How to SUM using a dummy list
What is it?
This article explains how to SUM, SUMIF, and use other aggregation methods using a dummy list rather than Anaplan’s native summary functionality.
Why is it useful?
Anaplan's native summary logic is simple to use, elegant, and effective. However, sometimes it results in bloated modules that use up workspace unnecessarily. Using a dummy list, we can aggregate more efficiently, reducing the number of cells used (model size). It will have the most benefit in models with deep hierarchies, particularly where multiple deep hierarchies are used in combination. In certain situations, you will see gigabytes of savings.
How to do it?
In our example we are going to SUM from a data module, with GL Account, Country, and Year to one with just Country and Year without using native summation.
We create our dummy list with the following properties:
- Name: Dummy
- It should have one item ‘Dummy’ with the code ‘DUMMY’ (1.05-02 Always use a code - Anaplan Community)
- It needs to have a top-level item ‘All’ (we use this later on in step 5 to avoid the need for staging line items)
Create a system constant ‘Dummy’ in your constants module that references your list member (this step is not strictly necessary but allows us to follow the best practice of using a constants module rather than directly referencing lists 2.01-09 Use Lookup or Constants Modules - Anaplan Community). The dummy item has the following properties:
- Name: Dummy
- Format: Dummy
- Formula: Dummy.Dummy
- Applies to: None
- Summary behaviour: None
Add our dummy dimension to your system modules (2.01-08 Each major hierarchy should have a System ... - Anaplan Community). Referencing our constant from step 2.
Find some source data you want to sum. Here we are storing annual plan data for different Country / Account / Year combinations. We have summary behavior of ‘None’ applied to the line item.
Note: This example is on a small data set where we only see modest performance gains of 804 cells (about 6 kilobytes). You only need to apply this rule on data sets that are much larger (usually in the tens or hundreds of millions of cells and upwards) where there will be a material impact (100 million cells is around 0.8 gigabytes in a model).
|Cell count difference||Memory used per cell (numeric)||Model size decrease|
Do your calculation. In our example, we are going to get the FY plan total by country and year. First, we create our module as per normal, dimensioning it by Country & Time:
Now we do our special trick. In the applies to of our ‘Plan Total’ line item, we add the dummy list
- The 'applies to' here is just on the individual line item, not the module itself. When you are finished it should look like the screenshot below, with a different applies to for our line item than in the applies to of the module.
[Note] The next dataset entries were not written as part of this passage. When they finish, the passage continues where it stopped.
PR #890, opened 2026-05-11
Add normal_type and interval_type arguments to stats functions

jzemmels:
Two new arguments to the stats functions:

- `normal_type` for `_stats_por` function accepts values `"DOY"`, `"MOY"`.
- `interval_type` for `_stats_daterange` function accepts values `"M"`, `"CY"`, `"WY"`.

Updated function docs to reflect these updates.

The API also returns two new columns that aren't filterable ahead of time: `parent_statistics_id` and `parent_statistics_name`. I don't think these require an update.

### DIFF
--- a/R/read_waterdata_stats.R
+++ b/R/read_waterdata_stats.R
@@ -39,6 +39,13 @@
 #'   supplied then statistics will be supplied for the entire period of record.
 #' @param end_date End Date Query Parameter. The logic is inclusive i.e., it will
 #'   also return records that match the date.
+#' @param normal_type Normal Type Query Parameter. If unspecified, all matching data
+#'   will be returned. Otherwise, it will filter the results to one of the following
+#'   normals: day-of-year, month-of-year. Available values: "DOY", "MOY".
+#' @param interval_type Interval Type Query Parameter. If unspecified, all matching
+#'   data will be returned. Otherwise, it will filter the results to one or more of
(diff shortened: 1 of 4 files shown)


R/read_waterdata_stats.R
```diff
@@ -88,6 +101,12 @@
 #'   monitoring_location_id = c("USGS-02319394", "USGS-02171500")
 #' )
 #'
+#' # Request only calendary year statistics
```
ldecicco-USGS: calendary -> calendar

ldecicco-USGS (approved):
Looks good other than the 1 spelling (and my spelling is atrocious so maybe that's a word I don't know...)

R/read_waterdata_stats.R
jzemmels: That's a typo. Thanks for catching!

ldecicco-USGS:
Looks like you need to run `devtools::document()` (or whatever your favorite way to update the roxygen tags) and then push up the changes to the .Rd file for the check to pass.

jzemmels:
> Looks like you need to run `devtools::document()` (or whatever your favorite way to update the roxygen tags) and then push up the changes to the .Rd file for the check to pass.

Ah, yep. Thanks for the reminder!

jzemmels:
Looks like the checks have passed now.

- Having an alternate 'applies to' to the module creates a subsidiary view, which goes against the standard guidance in the Planual (2.01-06 Avoid Using Subsidiary Views - Anaplan Community). We are doing this to: a) avoid having the dummy list in the dimension of the target module, and b) to avoid the need for technical staging line items (that add no value to the model as they will never be re-used).
Then we add our formula, where we SUM our source plan data using the dummy item added to the GL account system module:
'DAT02 - Plan Data'.Amount[SUM: 'SYS02 - GL Accounts'.Dummy]
We can see that the summary data is pulled through into our calculation module, and we see our ‘Plan total’ by Country.
- Model size: Avoiding native summation reduces model size, sometimes by gigabytes
- Model cohesiveness: Can enable the re-use of the same calculation rather than repeating it (see the SUMIF example below)
- Model readability: Summing using the dummy dimension isn’t as simple, or as easy to read as directly referencing the line item, particularly for inexperienced modellers or business users drilling down into a formula.
- SUMIFS: You can use the dummy dimension to get conditional totals rather than the whole list. This can mean you don’t have to create repeated line items for different slices of data and is particularly useful for when you can’t use SELECTs (on production lists)
- Combined hierarchies: In our example, we summed from Country / GL Account / Year to Country / Year. But we can take it a step further and get the annual totals for all countries by having a second dummy list ‘dummy 2’ and summing over both:
- Other aggregations: It doesn’t just work for summation, it can be used with other aggregation logic like MIN, MAX, ANY, FIRSTNONBLANK etc. Just be sure to apply the same aggregation logic in the target line item else you may not see what you expect!
Summing over a dummy dimension can be a simple way to achieve some significant reductions in model size. When doing so, be mindful of the potential drawbacks; only use this logic in places where you will see material gains.
Addendum on performance
Which performs better – Native Summation or the Dummy Sum? As is often the case in Anaplan, the answer is 'it depends'. For most cases, the performance difference probably won't be large enough to care about. That said, if you have a large calculation (over billions of cells), there are some competing effects to consider. I suggest that if performance is a concern, you test with both methods to assess any impact.